Así pasaron las estaciones: el verano, el otoño… Las nieves fueron tempranas este año, y pasaron meses sin que las mujeres bajaran a la aldea. Se preguntaba dónde estarían. Las montañas estaban casi constantemente envueltas en frías nieblas, y todo parecía más lejano. A veces veía a otras montañesas, e incluso una vino a ofrecerle ágatas. Le preguntó por la señora San, y la respuesta fue inconducente. Cuando el tiempo mejoró, volvieron. Nada había cambiado.
Por momentos se preguntaba si realmente estaría enamorado. A veces dejaba jugar su pensamiento: la señora San era atractiva, y más de acuerdo a su edad (quizás incluso fuera menor que él). Podía tener marido, pero también podía no tenerlo. ¿Y si le ofrecía que viniera a vivir con él, como su concubina? Apartaba la idea con una sonrisa interior. No, no tenía sentido.

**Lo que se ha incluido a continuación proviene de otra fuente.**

PR #4035, opened 2026-08-12
CP-14936: Replace full token-list consumers with aggregator lookups

B0Y3R-AVA:
## Description

**Ticket: [CP-14936](https://ava-labs.atlassian.net/browse/CP-14936)**

Follow-up to CP-14934 (#4033): that PR fixed the buy-flow lag symptom, this one attacks the root cause, mobile holding the entire ~57k C-Chain token list in memory. Per the direct-client decision recorded on the ticket (no vm-modules change; the extension audit showed zero `module.getTokens()` consumers there).

> **Rebased onto main on 19 Aug.** #4033 landed in the meantime and had already rewritten the Meld token machinery, so two things changed shape versus the original diff. See "Rebase notes" below before re-reviewing.

**1. Remove dead full-list work on hot screens.** `PortfolioScreen`, `useAssetsFilterAndSort`, `SelectSendTokenScreen` and `useActivityFilterAndSearch` still ran the full `useErc20ContractTokens()` fetch plus an unmemoized `.filter(isErc20)` per render, even though `useSearchableTokenList`'s `hideZeroBalance` default (CP-14918) discards the result internally. They now call the hook with no contract tokens, mirroring `TokenManagementScreen`. Provably output-identical.

**2. Replace full-list exact-address lookups with `POST /v1/token/lookup`.**

- `useAddCustomToken`: "already exists" now checks custom tokens, held tokens and a single-address aggregator lookup. Previously it built a membership Set from the whole network catalog, rebuilt per keystroke. Validation holds a loading state while the lookup is in flight so there is no false-"valid" flash.
- `RecurringSchedulesScreen`: resolves visible rows' `tokenIn`/`tokenOut` via batched lookups instead of `useNetworkContractTokens`.
- `ActivityService.resolveUnknownTokenSymbols`: looks up just the batch's unknown SPL addresses instead of fetching the entire SPL list per activity fetch.
- Meld `SelectToken`: keeps #4033's balance-based row resolution and adds a single-token lookup so the USDC row still renders for an account that does not hold USDC. Also pins both row lookups to the active C-Chain (details below).

New shared `tokenLookupKey` helper in `common/utils/tokenLookup.ts` encodes the lookup response-map key convention, **verified against the live endpoint on-device**: the server lowercases EVM (`eip155:`) addresses but preserves case for Solana caip2Ids and base58 addresses. A naive lowercase match silently never resolves Solana tokens, and there is a regression test for exactly that.

### Rebase notes

Two conflicts against #4033 were semantic rather than textual, so they are worth a look:

- **`useSearchableERC20AndSolanaTokenList` is gone.** #4033 deleted the hook outright and left zero consumers, so the rebase took the deletion. The USDC-Solana single-token lookup that this PR originally added there is therefore **no longer part of this diff**; the SPL side gets rebuilt in #4036 instead.
- **`useSolanaTokens` survives after all.** This PR originally deleted it. #4033 added a new consumer, `useMeldContractTokenMap`, so deleting it now breaks the build and the rebase restored it. Same story for `useErc20ContractTokens`. Both are retired in #4036.
- **`SelectToken` is the union of both approaches.** #4033's `visibleTokens` filtering (token visibility, enabled chain ids, NFT exclusion, offramp zero-balance) is kept as-is. On top of it: the unheld-USDC aggregator lookup, plus an explicit `networkChainId === cChainNetwork?.chainId` guard on both the USDC and AVAX finds. The USDC guard matters because `tokenIds.USDC` is a cross-chain internalId, and the AVAX guard matters because AVAX is the native token of X- and P-Chain too, so a symbol-only match could resolve an X/P balance for a C-Chain row.

Deferred, tracked on the ticket: `useGetCChainToken` (DeFi market) still uses the full list and is migrated in #4037; retiring `getNetworkContractTokens`/`module.getTokens()` entirely is #4036.

Follow-ups filed off this review: **CP-14953** (consolidate the many token data shapes) and **CP-14956** (retire `NetworkService.fetchDeBankNetworks` or backfill `caip2Id` on the DeBank-sourced networks).

## Screenshots/Videos

JS-only change, no UI redesign. Android verified end-to-end on a physical Pixel (see Testing); iOS not separately exercised beyond unit and tsc coverage.

## Testing

**Dev Testing**

iOS: 9467
Android: 9468

> Those builds **predate the rebase**. The Meld `SelectToken` path in particular now sits on top of #4033's rewrite, so it needs a fresh build and a re-run of the buy-flow steps below before merge.

Performed on a physical Pixel (internal debug build, staging aggregator, ephemeral test wallet):

- Portfolio, Assets filter/sort, Send token select and search, Activity tab: all render correctly with the contract-token fetch removed.
- Meld Buy, token select: AVAX and USDC rows both present, USDC via the new lookup even when unheld.
- Add custom token: catalog token (JOE `0x6e84...fDd` on C-Chain) rejected with "Token already exists in the wallet", no stuck spinner (verified with instrumented logs: lookup hit, then `AlreadyExists`); malformed address gives an inline error and no spinner.
- Aggregator coverage probed live from the app (AppCheck auth): `/v2/tokens` and `/v1/token/lookup` both resolve Fuji (`eip155:43113`) assets, WAVAX by exact address, and mainnet returns the full 52,666-token catalog. Solana lookup key casing verified as described above.
- Pre-existing, not introduced here, reproduced on a `main` baseline: two silent `TypeError: Cannot convert undefined value to object` logs on an empty Solana Activity tab.

Post-rebase verification: real `tsc -p .` clean (not the yarn-wrapper no-op), eslint `--max-warnings=0` clean on every changed file, and the touched unit suites green (`tokenLookup`, `useTokenLookup`, `ActivityService`, meld) at 35 tests across 5 suites.

Edge cases: lookup failure degrades gracefully (screens fall back to balance-cache data or omit the optional row; add-custom-token fails open exactly like the old path did when its catalog fetch failed). Empty lookup results are guarded at every call site.

**QA Testing**

- Portfolio, Send, Activity and Token Management should be visually unchanged.
- Buy (Meld): token select must list AVAX and USDC on C-Chain regardless of held balance. Worth checking an account holding USDC on a non-Avalanche chain only, since that previously could satisfy the C-Chain row.
- Withdraw (Meld, offramp): AVAX row should appear only with a C-Chain AVAX balance, not an X- or P-Chain one.
- Add custom token: any token already in the Avalanche catalog (e.g. JOE) must be rejected as existing; a genuinely new ERC-20 address must resolve and add.
- Solana account with SPL activity: token symbols in Activity must resolve, not show "Unknown".
- Regression watch: memory and perf on Portfolio mount should improve, since there is no 57k-token fetch or filter.

## Checklist

[CP-14936]: https://ava-labs.atlassian.net/browse/CP-14936?atlOrigin=eyJpIjoiNWRkNTljNzYxNjVmNDY3MDlhMDU5Y2ZhYzA5YTRkZjUiLCJwIjoiZ2l0aHViLWNvbS1KU1cifQ

### DIFF
--- a/packages/core-mobile/app/new/common/hooks/useAddCustomToken.ts
+++ b/packages/core-mobile/app/new/common/hooks/useAddCustomToken.ts
@@ -44,7 +44,12 @@ const validateAddress = (
     return AddressValidationStatus.Invalid
   }
 
-  if (tokens.some(token => token === tokenAddress) || existsInNetworkCatalog) {
+  if (
+    // Custom tokens are stored lowercased (store/customToken slice), while
+    // user input may be checksummed -- compare case-insensitively.
+    tokens.some(token => token.toLowerCase() === tokenAddress.toLowerCase()) ||
+    existsInNetworkCatalog
+  ) {
     return AddressValidationStatus.AlreadyExists
   }
 
--- a/packages/core-mobile/app/new/common/hooks/useAddCustomToken.ts
+++ b/packages/core-mobile/app/new/common/hooks/useAddCustomToken.ts
@@ -1,6 +1,9 @@
 import { useDispatch, useSelector } from 'react-redux'
 import { isAddress } from 'ethers'
-import { addCustomToken as addCustomTokenAction } from 'store/customToken'
+import {
+  addCustomToken as addCustomTokenAction,
+  selectAllCustomTokens
+} from 'store/customToken'
 import { useState, useEffect, useMemo, useCallback } from 'react'
 import { Network } from '@avalabs/core-chains-sdk'
 import Logger from 'utils/Logger'
@@ -11,13 +14,15 @@ import {
   TokenType,
   TokenWithBalanceERC20
 } from '@avalabs/vm-module-types'
-import { useNetworkContractTokens } from 'hooks/networks/useNetworkContractTokens'
 import {
   useSelectedNetwork,
   useTokenAddress
 } from 'features/tokenManagement/store'
 import { useTokensWithBalanceByNetworkForAccount } from 'features/portfolio/hooks/useTokensWithBalanceByNetworkForAccount'
 import { selectActiveAccount } from 'store/account'
+import { selectIsDeveloperMode } from 'store/settings/advanced'
+import { tokenLookupKey, useTokenLookup } from 'common/hooks/useTokenLookup'
+import { getCaip2ChainId } from 'utils/caip2ChainIds'
 
 enum AddressValidationStatus {
   Valid,
@@ -28,7 +33,8 @@ enum AddressValidationStatus {
 
 const validateAddress = (
   tokenAddress: string,
-  tokens: string[]
+  tokens: string[],
+  existsInNetworkCatalog: boolean
 ): AddressValidationStatus => {
   if (tokenAddress.length <= 10) {
     return AddressValidationStatus.TooShort
@@ -38,7 +44,7 @@ const validateAddress = (
     return AddressValidationStatus.Invalid
   }
 
-  if (tokens.some(token => token === tokenAddress)) {
+  if (tokens.some(token => token === tokenAddress) || existsInNetworkCatalog) {
     return AddressValidationStatus.AlreadyExists
   }
 
@@ -79,17 +85,29 @@ const useAddCustomToken = (callback: () => void): CustomToken => {
   const [selectedNetwork] = useSelectedNetwork()
   const chainId = selectedNetwork?.chainId
 
-  const tokens = useNetworkContractTokens(selectedNetwork)
+  const isDeveloperMode = useSelector(selectIsDeveloperMode)
+  const allCustomTokens = useSelector(selectAllCustomTokens)
   const activeAccount = useSelector(selectActiveAccount)
   const { tokens: tokensWithBalance } = useTokensWithBalanceByNetworkForAccount(
     activeAccount,
     chainId
   )
 
+  // A token the user already added or already holds counts as "already in
+  // the wallet" -- no need to pull the network's full contract-token catalog
+  // just to build this membership set.
+  const customTokensForChain = useMemo(
+    () =>
+      chainId !== undefined && selectedNetwork?.isTestnet === isDeveloperMode
+        ? allCustomTokens[chainId] ?? []
+        : [],
+    [allCustomTokens, chainId, isDeveloperMode, selectedNetwork?.isTestnet]
+  )
+
   const tokenAddresses = useMemo(
     () => [
       ...new Set([
-        ...tokens.map(t => t.address),
+        ...customTokensForChain.map(t => t.address),
         ...tokensWithBalance
           .map(t => {
             if (t.type === TokenType.ERC20) {
@@ -99,7 +117,36 @@ const useAddCustomToken = (callback: () => void): CustomToken => {
           .filter(item => item !== undefined)
       ])
     ],
-    [tokens, tokensWithBalance]
+    [customTokensForChain, tokensWithBalance]
+  )
+
+  const selectedCaip2Id = useMemo(
+    () => (chainId !== undefined ? getCaip2ChainId(chainId) : undefined),
+    [chainId]
+  )
+
+  // Restores the old useNetworkContractTokens "already exists" check without
+  // pulling the network's whole curated token list: look up just the single
+  // address the user typed against the token aggregator.
+  const networkCatalogLookupIds = useMemo(
+    () =>
+      selectedCaip2Id && isAddress(tokenAddress)
+        ? [{ caip2Id: selectedCaip2Id, address: tokenAddress }]
+        : [],
+    [selectedCaip2Id, tokenAddress]
+  )
+
+  const { data: networkCatalogLookup, isLoading: isNetworkCatalogLoading } =
+    useTokenLookup(networkCatalogLookupIds)
+
+  const existsInNetworkCatalog = useMemo(
+    () =>
+      selectedCaip2Id !== undefined &&
+      isAddress(tokenAddress) &&
+      Boolean(
+        networkCatalogLookup[tokenLookupKey(selectedCaip2Id, tokenAddress)]
+      ),
+    [networkCatalogLookup, selectedCaip2Id, tokenAddress]
   )
 
   const existingToken = useMemo(
@@ -132,7 +179,26 @@ const useAddCustomToken = (callback: () => void): CustomToken => {
       return
     }
 
-    const validationStatus = validateAddress(tokenAddress, tokenAddresses)
+    // Hold off on validating while the network-catalog lookup for this exact
+    // address is still in flight -- otherwise a token that turns out to
+    // already be in the network's catalog could flash a "valid" verdict (and
+    // kick off fetchTokenData) before the lookup resolves.
+    if (isAddress(tokenAddress) && isNetworkCatalogLoading) {
+      setIsLoading(true)
+      return
+    }
+
+    const validationStatus = validateAddress(
+      tokenAddress,
+      tokenAddresses,
+      existsInNetworkCatalog
+    )
+
+    // Unconditional: only the Valid branch below re-arms this via its own
+    // fetchTokenData().finally() -- every other branch has no async work,
+    // so without this reset the gate above would leave it stuck on.
+    setIsLoading(false)
+
     switch (validationStatus) {
       case AddressValidationStatus.Invalid:
         setToken(undefined)
@@ -164,7 +230,13 @@ const useAddCustomToken = (callback: () => void): CustomToken => {
         setErrorMessage('')
         setToken(undefined)
     }
-  }, [selectedNetwork, tokenAddress, tokenAddresses])
+  }, [
+    selectedNetwork,
+    tokenAddress,
+    tokenAddresses,
+    isNetworkCatalogLoading,
+    existsInNetworkCatalog
+  ])
 
   const addCustomToken = useCallback((): void => {
     if (token && chainId) {
--- a/packages/core-mobile/app/new/common/hooks/useAddCustomToken.ts
+++ b/packages/core-mobile/app/new/common/hooks/useAddCustomToken.ts
@@ -21,7 +21,8 @@ import {
 import { useTokensWithBalanceByNetworkForAccount } from 'features/portfolio/hooks/useTokensWithBalanceByNetworkForAccount'
 import { selectActiveAccount } from 'store/account'
 import { selectIsDeveloperMode } from 'store/settings/advanced'
-import { tokenLookupKey, useTokenLookup } from 'common/hooks/useTokenLookup'
+import { useTokenLookup } from 'common/hooks/useTokenLookup'
+import { tokenLookupKey } from 'common/utils/tokenLookup'
 import { getCaip2ChainId } from 'utils/caip2ChainIds'
 
 enum AddressValidationStatus {
--- a/packages/core-mobile/app/new/common/hooks/useTokenLookup.ts
+++ b/packages/core-mobile/app/new/common/hooks/useTokenLookup.ts
@@ -14,15 +14,28 @@ export type { TokenInfo }
 
 const STALE_TIME = 60 * 1000 // 60 seconds
 
-// Builds the token-aggregator's `/v1/token/lookup` response-map key
-// (`data.data` is keyed as `{caip2Id}-{address}`). Confirmed against the
-// live endpoint: the server only lowercases EVM (`eip155:`) addresses --
-// Solana addresses are case-sensitive base58, so lowercasing them there
-// means the key never matches what the server returns.
-export function tokenLookupKey(caip2Id: string, address: string): string {
+// The server's canonical address casing: EVM (`eip155:`) addresses are
+// lowercased, Solana addresses are case-sensitive base58 and kept verbatim --
+// a lowercased Solana address returns no results (confirmed against the live
+// endpoint). Use this for both request bodies and response-map keys so the
+// two can never disagree.
+export function normalizeLookupAddress(
+  caip2Id: string,
+  address: string
+): string {
   return caip2Id.toLowerCase().startsWith('eip155:')
-    ? `${caip2Id.toLowerCase()}-${address.toLowerCase()}`
-    : `${caip2Id}-${address}`
+    ? address.toLowerCase()
+    : address
+}
+
+// Builds the token-aggregator's `/v1/token/lookup` response-map key
+// (`data.data` is keyed as `{caip2Id}-{address}`, address cased per
+// normalizeLookupAddress above).
+export function tokenLookupKey(caip2Id: string, address: string): string {
+  const normalizedCaip2Id = caip2Id.toLowerCase().startsWith('eip155:')
+    ? caip2Id.toLowerCase()
+    : caip2Id
+  return `${normalizedCaip2Id}-${normalizeLookupAddress(caip2Id, address)}`
 }
 
 export function useTokenLookup(
--- a/packages/core-mobile/app/new/common/hooks/useTokenLookup.ts
+++ b/packages/core-mobile/app/new/common/hooks/useTokenLookup.ts
@@ -14,6 +14,17 @@ export type { TokenInfo }
 
 const STALE_TIME = 60 * 1000 // 60 seconds
 
+// Builds the token-aggregator's `/v1/token/lookup` response-map key
+// (`data.data` is keyed as `{caip2Id}-{address}`). Confirmed against the
+// live endpoint: the server only lowercases EVM (`eip155:`) addresses --
+// Solana addresses are case-sensitive base58, so lowercasing them there
+// means the key never matches what the server returns.
+export function tokenLookupKey(caip2Id: string, address: string): string {
+  return caip2Id.toLowerCase().startsWith('eip155:')
+    ? `${caip2Id.toLowerCase()}-${address.toLowerCase()}`
+    : `${caip2Id}-${address}`
+}
+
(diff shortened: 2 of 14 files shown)


packages/core-mobile/app/new/common/hooks/useAddCustomToken.ts
```diff
@@ -38,7 +44,7 @@ const validateAddress = (
     return AddressValidationStatus.Invalid
   }
 
-  if (tokens.some(token => token === tokenAddress)) {
+  if (tokens.some(token => token === tokenAddress) || existsInNetworkCatalog) {
```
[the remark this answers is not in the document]
B0Y3R-AVA: Good catch — fixed in 9472130a3. Custom tokens are stored lowercased by the reducer, so the membership check now compares case-insensitively. (The gap predates this PR — the same comparison exists on main — but this function was rewritten here anyway, so fixed in place.)

packages/core-mobile/app/new/features/swap/hooks/useFusionTokenLookup.ts
```diff
@@ -38,10 +42,8 @@ const toLookupEntry = (
     ? { caip2Id, address: id.toLowerCase() }
     : { internalId: normalizeId(id) }
```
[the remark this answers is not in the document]
B0Y3R-AVA: Fixed in 9472130a3. Added a shared `normalizeLookupAddress` (EVM addresses lowercased, Solana base58 kept verbatim — matching the server's canonicalization, which we verified against the live endpoint: a lowercased Solana address returns no results). `toLookupEntry` and `tokenLookupKey` both delegate to it now, so request bodies and response-map keys can't disagree.

packages/core-mobile/app/new/features/recurringSwap/screens/RecurringSchedulesScreen.tsx
```diff
@@ -635,6 +637,26 @@ export function RecurringSchedulesScreen({
   // the placeholder can be vertically centered instead of pinned near the top.
   const isEmpty = manageableCount === 0
 
+  // Resolve every visible row's tokenIn/tokenOut via the token-aggregator
+  // lookup (one request per unique token, via useQueries) instead of
+  // pulling the active network's whole contract-token catalog.
```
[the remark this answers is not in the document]
B0Y3R-AVA: Deliberate trade-off rather than an oversight: per-unique-token queries share the React Query cache entry (`TOKEN_LOOKUP` + token key) with every other `useTokenLookup` consumer, so tokens already resolved elsewhere in the app cost nothing here and vice versa, and the unique-token count is bounded by the visible schedule rows (small N, 60s staleTime caps refetches across the 30s poll). A single batched call would bypass that shared cache and refetch the full set every time. If schedule counts grow, the plan is a batched variant that seeds the per-token cache entries — tracked as a follow-up on CP-14936.

packages/core-mobile/app/new/common/hooks/useSolanaTokens.ts
gergelylovas, line 1: Should `useErc20ContractTokens` be removed as well?

packages/core-mobile/app/services/activity/ActivityService.tsx
```diff
@@ -215,33 +219,45 @@ export class ActivityService {
...
   ): Promise<void> {
     try {
-      const moduleTokens = await module.getTokens(mapToVmNetwork(network))
-
-      for (const token of moduleTokens) {
-        if ('address' in token && 'symbol' in token && token.symbol) {
-          tokenMap.set(token.address, {
-            symbol: token.symbol,
-            name: 'name' in token && token.name ? token.name : token.symbol
+      const caip2Id = getSolanaCaip2ChainId(network.chainId)
```
gergelylovas: the network should already have a caip2id prop. Is this getter needed? Also if this function gets called with an EVM chain, it would return a wrong `solana:1` caip2 id.

packages/core-mobile/app/new/common/hooks/useSearchableERC20AndSolanaTokenList.ts
```diff
@@ -1,12 +1,25 @@
...
 import { useSelector } from 'react-redux'
 import { selectIsSolanaSupportBlocked } from 'store/posthog/slice'
 import { LocalTokenWithBalance } from 'store/balance/types'
-import { useSolanaTokens } from './useSolanaTokens'
+import { getSolanaCaip2ChainId } from 'utils/caip2ChainIds'
 import { useErc20ContractTokens } from './useErc20ContractTokens'
 import { useSearchableTokenList } from './useSearchableTokenList'
+import { tokenLookupKey, useTokenLookup } from './useTokenLookup'
+
+const SOLANA_CAIP2_ID = getSolanaCaip2ChainId(ChainId.SOLANA_MAINNET_ID)
```
gergelylovas: should this be just `SolanaCaip2ChainId.MAINNET`

packages/core-mobile/app/new/common/hooks/useSearchableERC20AndSolanaTokenList.ts
```diff
@@ -18,16 +31,26 @@ export const useSearchableERC20AndSolanaTokenList = (
...
 
-  const usdcSolanaToken = useMemo(() => {
-    return solanaTokens.find(
-      tk =>
-        'chainId' in tk &&
-        tk.chainId === ChainId.SOLANA_MAINNET_ID &&
-        tk.address === tokenAddresses.USDC_SOLANA
-    )
-  }, [solanaTokens])
+  const usdcSolanaToken = useMemo((): SPLToken | undefined => {
```
gergelylovas: The code below could use some cleanup as well. We are creating a token which we put in a single item array then filter it again. We probably can get rid of `filteredUsdcSolanaTokenList`  and `filteredErc20TokenList` as well

packages/core-mobile/app/new/common/hooks/useTokenLookup.ts
```diff
@@ -14,6 +14,30 @@ export type { TokenInfo }
...
+// Builds the token-aggregator's `/v1/token/lookup` response-map key
+// (`data.data` is keyed as `{caip2Id}-{address}`, address cased per
+// normalizeLookupAddress above).
+export function tokenLookupKey(caip2Id: string, address: string): string {
+  const normalizedCaip2Id = caip2Id.toLowerCase().startsWith('eip155:')
+    ? caip2Id.toLowerCase()
+    : caip2Id
+  return `${normalizedCaip2Id}-${normalizeLookupAddress(caip2Id, address)}`
+}
+
```
gergelylovas: Please move these to a util.

Also `tokenLookupKey` can be simplified to a single toLowerCase conversion on the whole thing without checking again for eip155 for the address.

packages/core-mobile/app/new/features/recurringSwap/screens/RecurringSchedulesScreen.tsx
```diff
@@ -635,6 +637,26 @@ export function RecurringSchedulesScreen({
...
+  const tokenLookupIds = useMemo(() => {
+    if (!activeNetwork) return []
+    const caip2Id = getCaip2ChainId(activeNetwork.chainId)
```
gergelylovas: should the activeNetwork have a caip2id by default?

packages/core-mobile/app/new/features/meld/components/SelectToken.tsx
```diff
@@ -38,29 +39,73 @@ export const SelectToken = ({
...
-      token.type === TokenType.NATIVE && token.symbol === TokenSymbol.AVAX
+  // Unlike AVAX, USDC-C's icon is rendered, so an unheld account still needs
+  // its symbol/logo -- fetch only this one token, not the full contract list.
+  const usdcLookupIds = useMemo(
+    () => (heldUsdcAvalancheToken ? [] : [{ internalId: tokenIds.USDC }]),
+    [heldUsdcAvalancheToken]
   )
+  const { data: usdcLookupTokens } = useTokenLookup(usdcLookupIds)
+
+  const usdcAvalancheToken = useMemo(():
```
gergelylovas, line 105: General comment that doesn't necessary to be done as part of this PR. Feel like Core Mobile uses MANY token data shapes which makes reuse more difficult and results in many mappings across the application.
Try to stick to one that has all the params.

gergelylovas (changes requested):

packages/core-mobile/app/new/common/hooks/useTokenLookup.ts
B0Y3R-AVA: Moved both into `common/utils/tokenLookup.ts` in 2a2ed16d, with its own test file.

On the simplification: took it for the EVM branch, so it is one `toLowerCase()` over the whole `${caip2Id}-${address}` string now.

```ts
const key = `${caip2Id}-${address}`
return isEvmCaip2Id(caip2Id) ? key.toLowerCase() : key
```

Cannot do it unconditionally though. Solana caip2 ids are base58 as well (`solana:5eykt4UsFv8P8NJdTREpY1vzqKqZKvdp`), and so are the mint addresses, so lowercasing that key gets you nothing back from the aggregator. Checked it against the live endpoint before writing this.

Also dropped the bare `'eip155:'` literal for `BlockchainNamespace.EIP155` while I was in there.

packages/core-mobile/app/new/common/hooks/useSearchableERC20AndSolanaTokenList.ts
B0Y3R-AVA: Yep. Done in 2a2ed16d, three spots in that file.

packages/core-mobile/app/new/common/hooks/useSearchableERC20AndSolanaTokenList.ts
B0Y3R-AVA: Did part of this. The two memos are one now, and the return stopped building a fresh array on every render, which also means `TokenList`'s `setSplTokenIndex` effect no longer re-fires constantly.

The `.find()` has to stay, and it is not doing what it looks like it is doing. `useSearchableTokenList` merges `tokensWithBalance`, meaning the account's entire balance list across every chain, into its output regardless of what you pass as `tokens` (useSearchableTokenList.ts:99-110). So `filteredTokenList` is not the single-item array coming back out. It is that array plus everything the account holds. Drop the find and every balance-bearing token leaks into `filteredSolanaTokenList`.

Same reason both `useSearchableTokenList` calls are still there rather than folding USDC-SOL into the first one: that puts an SPL token into the list `TokenList.tsx` hands to `setTokenIndex`, which is the ERC20/native index.

Added a comment above the find so nobody deletes it for the same reason.

packages/core-mobile/app/new/common/hooks/useSolanaTokens.ts
B0Y3R-AVA: Not yet. Two consumers left: `useSearchableERC20AndSolanaTokenList` (the ERC20 half of the Meld token list) and `useGetCChainToken` in defiMarket, which goes through `useAvalancheErc20ContractTokens`.

`useGetCChainToken` is the next thing I am migrating on CP-14936, and this hook comes out with it.

packages/core-mobile/app/services/activity/ActivityService.tsx
B0Y3R-AVA: Switched to `network.caip2Id ?? getSolanaCaip2ChainId(network.chainId)` in 2a2ed16d.

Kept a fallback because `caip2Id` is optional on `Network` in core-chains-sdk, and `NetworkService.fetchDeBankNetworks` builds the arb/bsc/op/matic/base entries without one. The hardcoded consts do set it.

Eso lo llevó, muy poco a poco, a pensar en los aspectos prácticos de la cuestión. Precisamente en ese entonces se representaba en el pueblo una obrita de títeres titulada «El Ridículo Contra-Revolucionario». La vio más de una vez, y lo hizo reflexionar. Cuánto más ridículo era él, pensaba, con sus sueños informes de extraer de su medio semisalvaje a una joven, y proponerle un amor que ella ni siquiera sospechaba. Sabía cuál sería el hilo de los razonamientos que seguiría cualquiera de sus conocidos, pequeñoburgueses extraviados, como él, de hallarse en su caso: bastaba, dirían, con comprarle discretamente a la madre los favores de la hija, por una noche, o dos, o cualquier tipo de arreglo más o menos permanente, por ejemplo tomar a la joven como asistente de algún oficio inventado ad hoc, o simplemente como casera…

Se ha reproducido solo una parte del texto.